Often, companies are started with just an idea. A founder may decide to quickly form a limited liability company to help protect assets, or operate as a sole proprietor for a period of time. Prior to taking on funds from outside investors, that company may decide to form a corporation. For companies that follow that early stage cycle, the financial statements to be included in a Reg CF filing may not just be the financials of the corporation. If the previous entity or sole proprietorship was operating in the period required to be covered by GAAP financials, those activities must be represented in the financial statements as well.
In Reg CF, the SEC provides clear instructions that the financial statement requirements refer to the issuer and its predecessors, if any existed in the period to be covered by the financial statements.

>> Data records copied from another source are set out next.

PR #18438, opened 2024-10-17
Shape inference: mark complex cbrt unsupported.

sergachev:


bchetioui (approved):

sergachev:
Added a fix for triton_support_test.

xla/service/gpu/fusions/triton/triton_support_test.cc
```diff
@@ -271,6 +271,9 @@ using UnaryElementwiseTest = TritonSupportTestWithTypeAndOpcodeAndDeviceParam;
 
 TEST_P(UnaryElementwiseTest, IsTritonSupportedUnaryElementwise) {
   auto [data_type, opcode, cc] = GetParam();
+  if (opcode == HloOpcode::kCbrt && primitive_util::IsComplexType(data_type)) {
```
bchetioui, line 274: That's actually not the best fix here! We have a filter above for HLOs that are not supported in general, such that we don't need to modify the test bodies---see `DoesOpSupportType` above. Could you please move this filter there instead?

bchetioui (changes requested):

xla/service/gpu/fusions/triton/triton_support_test.cc
sergachev: Done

The definition of predecessor is found in Rule 405 under the Securities Act and applies across all mentions of that term in Securities Act rulemakings. Generally, a predecessor is person or entity from which an issuer has acquired or succeeded to a major portion of the business or assets of the predecessor. So when a company begins its business as an LLC and later creates a corporation to take over the operations, the LLC is a predecessor because the corporation succeeded to the business of the previously operating LLC. The same goes for businesses that were started without a business entity separate from the founders.
Under this standard, we have seen a number of companies raising funds under Reg CF not provide financial statements in accordance with Reg CF. In those situations, what we often see is a newly-formed Delaware corporation that has succeeded to the operations of a predecessor LLC, but the financial statements only cover the period of existence for the corporation. In such cases, it is possible that investors will have a right of rescission against the issuer (the right to make the issuer buy the investment back) for not meeting the requirements of Reg CF.
A similar analysis applies for probable acquisitions. When the to-be-acquired entity would form a substantial portion of the business and assets of the issuer, then that entity would still be considered a “predecessor”, and financial statements for that entity would be required as part of an offering under Reg CF. Issuers should be aware of this potential result if they intend to use proceeds of an offering to undertake a probable acquisition.
When in doubt, management of an issuer should ask themselves, if I was an investor, would this information be important? Issuers should not underestimate the breadth of the requirement under Rule 201(y) to provide any material information necessary to make other statements made not misleading. Discussions of results of a predecessor in the Form C likely mean that the predecessor should be covered in the financial statements. A statement that a planned acquisition will improve the financial performance of the company may mean that financial statements for the target entity are necessary to provide appropriate context for investors.
To date, many companies have raised funds under Reg CF without doing so in a fully compliant manner. This includes omitting material information required to be included in the financial statements that cover any predecessor entities, or the operations of the founder prior to forming a business entity. Issuers that want to use funds to undertake acquisitions may find themselves tripped up by the need for financial statements covering the target entity as well.